[Start of section]

PR #10227, opened 2024-04-18
[css-scroll-snap-2] Specify scroll-start-target

DavMila:
This adds details to the scroll-snap-2 spec[1] to specify scroll-start-target.

[1] https://drafts.csswg.org/css-scroll-snap-2


css-scroll-snap-2/Overview.bs
```diff
@@ -193,26 +193,117 @@ The 'scroll-start' property {#scroll-start}
...
+				to the result of running the steps to <a>get initial scroll offset</a> for
+				|scrollcontainer| with the axis parameter as “block” and the target parameter
+				as |blocktarget|.
+		1. If |inlinetarget| is not null:
+			1. Set the <a>inline axis</a> component of |scrollcontainer|’s <a>initial scroll position</a>
+				to the result of running the steps to <a>get initial scroll offset</a> for
+				|scrollcontainer| with the axis parameter as “inline” and the target parameter
+				as |inlinetarget|.
+
+		The steps to <dfn>get initial scroll offset</dfn> for a <a>scroll container</a> |scrollcontianer|,
```
flackr, line 227: I think this should be calling into a common algorithm used by the spec rules for [scrolling an element into view](https://drafts.csswg.org/cssom-view/#scroll-a-target-into-view) as we would expect this to behave the same position as you would get by calling scrollIntoView.

css-scroll-snap-2/Overview.bs
```diff
@@ -193,26 +193,117 @@ The 'scroll-start' property {#scroll-start}
...
+		with respect to a particular axis is an element or pseudo-element whose {{scroll-start-target}}
+		property for that axis is non-''none'' and whose nearest <a>scroll container</a> is
+		|scrollcontainer|. Where multiple such elements or pseudo-elements exist, user-agents
+		should select the one which comes first in <a href="https://www.w3.org/TR/dom/#concept-tree-order">tree order</a>. Where no such element
+		or pseudo-element exists, |scrollcontainer|’s <a>initial scroll target</a> in
+		that axis is null.
+
+		Except for [[#cases-where-scroll-start-target-is-inactive|cases where scroll-start-target is inactive]],
+		user-agents should use the <a>initial scroll target</a> for a <a>scroll container</a> |scrollcontainer|
+		to determine the <a>initial scroll position</a> of |scrollcontainer| along each
```
flackr, line 208: I think you'll need to amend css-overflow-3 to explain how this interacts with the other ways initial scroll position can be determined: https://drafts.csswg.org/css-overflow-3/#scrolling

I suspect that a specified target takes precedence over the `align-content` and `justify-content` changes to initial scroll position.

css-scroll-snap-2/Overview.bs
```diff
@@ -193,26 +193,117 @@ The 'scroll-start' property {#scroll-start}
...
+		</pre>
+
+		Values are for the {{scroll-start-target}} shorthand have the same definitions
+		as values for the [[#scroll-start-target-longhands|longhands]].
+
+	<h4 id="scroll-start-target-with-place-content">Interaction with <a>place-content</a></h4>
+
+	If the <a>initial scroll position</a> indicated by <a spec="css-align" lt="place-content">place-content</a> differs
+	from that indicated by {{scroll-start-target}}, user-agents should give preference
+	to the latter.
```
flackr, line 298: Shouldn't this take precedence over place-content? It seems like `scroll-start-target` is a more precise location whereas place-content can only determine whether scrolling should start at the beginning or end of a scroller.

css-scroll-snap-2/Overview.bs
```diff
@@ -193,26 +193,117 @@ The 'scroll-start' property {#scroll-start}
...
-  </dl>
+	<h4 id="initial-scroll-target">Initial scroll target</h4>
+
+		The <dfn>initial scroll target</dfn> of a <a>scroll container</a> |scrollcontainer|
+		with respect to a particular axis is an element or pseudo-element whose {{scroll-start-target}}
+		property for that axis is non-''none'' and whose nearest <a>scroll container</a> is
+		|scrollcontainer|. Where multiple such elements or pseudo-elements exist, user-agents
+		should select the one which comes first in <a href="https://www.w3.org/TR/dom/#concept-tree-order">tree order</a>. Where no such element
+		or pseudo-element exists, |scrollcontainer|’s <a>initial scroll target</a> in
+		that axis is null.
```
flackr, line 204: I think you'll also need to define the interaction with the [try to scroll to the fragment](https://html.spec.whatwg.org/#try-to-scroll-to-the-fragment) step of navigation. In particular, this is the part that deals with cases where the element to scroll to is not in the initial render. I think we'll want this to also detect cases where a scroll-start-target was not originally present but shows up in the document.

css-scroll-snap-2/Overview.bs
```diff
@@ -193,26 +193,117 @@ The 'scroll-start' property {#scroll-start}
...
-    <dd>Element is not a ''scroll-start-target''.
-    <dt><dfn>auto</dfn>
-    <dd>Element is used to calculate the ''scroll-start'' position, 
-    taking into account ''scroll-padding'' or ''scroll-margin'' ,
-    same as a ''scroll-snap'' target.
-  </dl>
+	<h4 id="initial-scroll-target">Initial scroll target</h4>
+
+		The <dfn>initial scroll target</dfn> of a <a>scroll container</a> |scrollcontainer|
+		with respect to a particular axis is an element or pseudo-element whose {{scroll-start-target}}
```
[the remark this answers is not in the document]
argyleink: i've been asking the community and hunting for examples, here's the current thoughts:
1. many examples of wanting to set the block/inline scroll start targets can be achieved by specifying a single intersecting element. but, knowing which element that is this at this intersection might not be known.
2. consider the example where a scroll-start-target is desired on x but not y. so even tho it's a scroller in both axes, it'd be desirable to only scroll-start one axis at a provided element. like a table and wanting to scroll-start at a row and not having it move the x scroll position.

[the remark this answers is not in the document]
DavMila: Thanks for looking around on this Adam. I was wondering, if an author wants to scroll to whatever element is at a particular position, then I guess, in a sense, it's not so much the element they want to scroll to as it is the position. In this case, perhaps an acceptable pattern would be to put a placeholder element at that location and have it be the scroll-start-target. I guess there are multiple ways of constructing a grid and I'm not yet sure if this would be a feasible/acceptable approach to all(any?) of them.

css-scroll-snap-2/Overview.bs
DavMila: I think that's what I'm saying? the former would be the "initial scroll position indicated by place-content" and the latter would be the initial scroll position "indicated by scroll-start-target" and user agents should give preference to the latter.

css-scroll-snap-2/Overview.bs
DavMila: I think this would still be covered by what you pointed out earlier: scroll-start-target only determines what the initial scroll position should be. So it's implied that a scroll-start-target that shows up later only changes the initial scroll position of some affected scroller but not (necessarily) its current scroll position, similar to place-content affecting the initial scroll position. Or perhaps you mean that all this is somewhat too implicit and needs to be called out directly?

css-scroll-snap-2/Overview.bs
```diff
@@ -193,26 +193,117 @@ The 'scroll-start' property {#scroll-start}
...
+		property for that axis is non-''none'' and whose nearest <a>scroll container</a> is
+		|scrollcontainer|. Where multiple such elements or pseudo-elements exist, user-agents
+		should select the one which comes first in <a href="https://www.w3.org/TR/dom/#concept-tree-order">tree order</a>. Where no such element
+		or pseudo-element exists, |scrollcontainer|’s <a>initial scroll target</a> in
+		that axis is null.
+
+		Except for [[#cases-where-scroll-start-target-is-inactive|cases where scroll-start-target is inactive]],
```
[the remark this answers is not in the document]
DavMila: Thanks, I've removed this.

css-scroll-snap-2/Overview.bs
DavMila: I think we intend for scroll-start-target to only affect its nearest scroll ancestor. Invoking "[scrolling an element into view](https://drafts.csswg.org/cssom-view/#scroll-a-target-into-view)" as written would result in the scrolling of all ancestor scrolling boxes. I've modified it to define an optional _nearest_only_ parameter for this algorithm which will default to false.

css-scroll-snap-2/Overview.bs
DavMila: Yes, I've made a change in css-overflow-3.

DavMila (commented):
Made suggested changes, ptal, thanks.

css-scroll-snap-2/Overview.bs
```diff
@@ -196,90 +196,31 @@ The 'scroll-start-target' property {#scroll-start-target}
...
-			Inherited: no
-			Logical property group: scroll-start-target
-			Percentages: n/a
-			Computed Value: either of the keywords "none" or "auto"
-			Animation type: not animatable
-		</pre>
+		1. Let |target| be the <a>initial scroll target</a> for |scrollcontainer|.
+		1. If |target| is null, return.
+		1. Run the steps to <a spec="cssom-view-1" lt="scroll a target into view">scroll |target| into view</a>
+			with |behavior| set to "auto", |block| set to "start", |inline| set to "nearest" and
```
flackr, line 215: So I think we want to share like 95% of the algorithm, except for the last step where it says:

> 6. [Perform a scroll](https://drafts.csswg.org/cssom-view/#perform-a-scroll) of box to position, element as the associated element and behavior as the scroll behavior.

As we don't want this to be an actual scroll, but rather just the initial position of the scroller. Note it can actually perform a scroll if the scroll target turns up late in the loading process where that's unavoidable.

As such, we should pull out all of the steps which determine the target position into an algorithm we can invoke here to calculate the initial scroll position. I think this might also resolve the issue of needing to only scroll the nearest scroller without needing to add the flag.

css-scroll-snap-2/Overview.bs
```diff
@@ -288,21 +229,34 @@ The 'scroll-start-target' property {#scroll-start-target}
...
-	document’s “:target”, {{scroll-start-target}} is inactive for that <a>scroll container</a>.
+	to the position indicated by {{scroll-start-target}}.
+
+	<h4 id="scroll-start-fragment-navigation">Interaction with Fragment Navigation</h4>
+
+	<a href="https://html.spec.whatwg.org/#try-to-scroll-to-the-fragment">
+	Scrolling to the fragment for a Document</a> might set the <a>scroll position</a> of a
+	<a>scroll container</a>. This might <a spec="cssom-view-1" lt="scroll an element">scroll</a>
+	the scroll container away from its <a>initial scroll position</a>.
+	It might occur that an element which is a {{scroll-start-target}}	for that <a>scroll container</a>
```
flackr, line 252: Replace tab character after `{{scroll-start-target}}` with a space.

css-scroll-snap-2/Overview.bs
```diff
@@ -288,21 +229,34 @@ The 'scroll-start-target' property {#scroll-start-target}
...
+	is loaded into the document after such a
+	<a href="https://html.spec.whatwg.org/#try-to-scroll-to-the-fragment">
+	scroll to the fragment</a> has occurred. In such an instance, the
+	{{scroll-start-target}} does set the <a>initial scroll position</a> of the
+	<a>scroll container</a>	but does not affect the current <a>scroll position</a> of the
+	<a>scroll container</a> i.e. does not cause it to be scrolled in response to
+	the late arrival of the {{scroll-start-target}}.
```
flackr, line 259: Sorry I think this is a little vague and should be rewritten to say when this will scroll to the scroll-start-target. I.e. if a scroll-start-target is discovered and we have not scrolled to a fragment. We don't need to  mention the initial scroll position part, since scrolling to a fragment doesn't change the initial position but just scrolls away from the initial position, but we do want scroll-start-target to scroll to late discovered targets as long as we haven't done a fragment scroll.

flackr (changes requested):

css-scroll-snap-2/Overview.bs
```diff
@@ -196,90 +196,31 @@ The 'scroll-start-target' property {#scroll-start-target}
...
-		or pseudo-element exists, |scrollcontainer|’s <a>initial scroll target</a> in
-		that axis is null.
+		or pseudo-element exists, |scrollcontainer|’s <a>initial scroll target</a> is null.
 
-		Except for [[#cases-where-scroll-start-target-is-inactive|cases where scroll-start-target is inactive]],
-		user-agents should use the <a>initial scroll target</a> for a <a>scroll container</a> |scrollcontainer|
-		to determine the <a>initial scroll position</a> of |scrollcontainer| along each
-		axis by running the steps to <a>apply initial scroll targets</a>
+		User-agents should use the <a>initial scroll target</a> for a <a>scroll container</a>
+		to determine its <a>initial scroll position</a> by running the steps to
```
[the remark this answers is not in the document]
DavMila: Sounds good. The section "scroll-start-target-with-place-content" covers that it overrides place-content which is the shorthand for align-content and justify-content.

css-overflow-3/Overview.bs
```diff
@@ -340,9 +340,16 @@ Scrolling Overflow</h3>
 	is typically dependent on the [=scroll container=]’s [=writing mode=],
 	and, unless otherwise specified,
 	coincides with its [=scroll origin position=].
-	However, the 'align-content' and 'justify-content' properties [[!CSS-ALIGN-3]]
-	can be used to change the [=initial scroll position=],
-	see [[css-align-3#overflow-scroll-position]].
+	However, some CSS properties can be used to change the initial position. In decreasing order of
+	precedence, these are:
```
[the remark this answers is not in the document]
DavMila: Sounds good, done.

css-scroll-snap-2/Overview.bs
DavMila: Sounds good, I've taken a stab at extracting the portion of the algorithm that determines the position into a set of steps to "determine the scroll-view position". Lmk wyt.

css-scroll-snap-2/Overview.bs
DavMila: Done.

css-scroll-snap-2/Overview.bs
DavMila: Okay, I've tried to make it a bit clearer by pointing to the html spec on [updating the document](https://html.spec.whatwg.org/#updating-the-document) to cover arrivals of scroll-start-targets after the first layout of a scroll container.

cssom-view-1/Overview.bs
```diff
@@ -1443,14 +1443,14 @@ The <dfn attribute for=Element>currentCSSZoom</dfn> attribute must return the
 
 <h3 id=element-scrolling-members>{{Element}} Scrolling Members</h3>
 
-To <dfn export>scroll a target into view</dfn> <var>target</var>, which is an <a for="/">Element</a> or <a>Range</a>,
+
+To <dfn export>determine the scroll-view position</dfn> of a <var>target</var>, which is an <a for="/">Element</a> or <a>Range</a>,
```
flackr, line 1447: nit: I think you meant scroll-into-view position?

css-overflow-3/Overview.bs
```diff
@@ -340,8 +340,7 @@ Scrolling Overflow</h3>
 	is typically dependent on the [=scroll container=]’s [=writing mode=],
 	and, unless otherwise specified,
 	coincides with its [=scroll origin position=].
-	However, the 'align-content' and 'justify-content' properties [[!CSS-ALIGN-3]]
-	can be used to change the [=initial scroll position=],
+	However, certain CSS properties can be used to change the [=initial scroll position=],
```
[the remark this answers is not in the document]
DavMila: Good idea. Done

cssom-view-1/Overview.bs
DavMila: Yes, thanks. Done.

[End of section]

ABOUT THIS TASK => If a line in the records above has the word "csswg", copy it out.

OUTPUT OF THE TASK =>
[1] https://drafts.csswg.org/css-scroll-snap-2
flackr, line 227: I think this should be calling into a common algorithm used by the spec rules for [scrolling an element into view](https://drafts.csswg.org/cssom-view/#scroll-a-target-into-view) as we would expect this to behave the same position as you would get by calling scrollIntoView.
flackr, line 208: I think you'll need to amend css-overflow-3 to explain how this interacts with the other ways initial scroll position can be determined: https://drafts.csswg.org/css-overflow-3/#scrolling
DavMila: I think we intend for scroll-start-target to only affect its nearest scroll ancestor. Invoking "[scrolling an element into view](https://drafts.csswg.org/cssom-view/#scroll-a-target-into-view)" as written would result in the scrolling of all ancestor scrolling boxes. I've modified it to define an optional _nearest_only_ parameter for this algorithm which will default to false.
> 6. [Perform a scroll](https://drafts.csswg.org/cssom-view/#perform-a-scroll) of box to position, element as the associated element and behavior as the scroll behavior.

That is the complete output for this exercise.